Report every line of the records below that contains the word "releases".
(DATA PROVIDED begins)
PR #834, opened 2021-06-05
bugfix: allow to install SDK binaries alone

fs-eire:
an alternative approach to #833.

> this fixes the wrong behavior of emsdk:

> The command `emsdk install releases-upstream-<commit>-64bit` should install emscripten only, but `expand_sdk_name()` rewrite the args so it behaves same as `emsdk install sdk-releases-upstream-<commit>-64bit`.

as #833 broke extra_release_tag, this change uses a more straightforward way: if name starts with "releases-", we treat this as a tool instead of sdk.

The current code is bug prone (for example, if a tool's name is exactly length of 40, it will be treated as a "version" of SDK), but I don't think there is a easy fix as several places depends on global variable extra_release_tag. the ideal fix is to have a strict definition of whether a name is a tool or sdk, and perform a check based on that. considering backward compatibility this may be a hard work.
(DATA PROVIDED ends)
-- ANSWER BOX --
> The command `emsdk install releases-upstream-<commit>-64bit` should install emscripten only, but `expand_sdk_name()` rewrite the args so it behaves same as `emsdk install sdk-releases-upstream-<commit>-64bit`.
as #833 broke extra_release_tag, this change uses a more straightforward way: if name starts with "releases-", we treat this as a tool instead of sdk.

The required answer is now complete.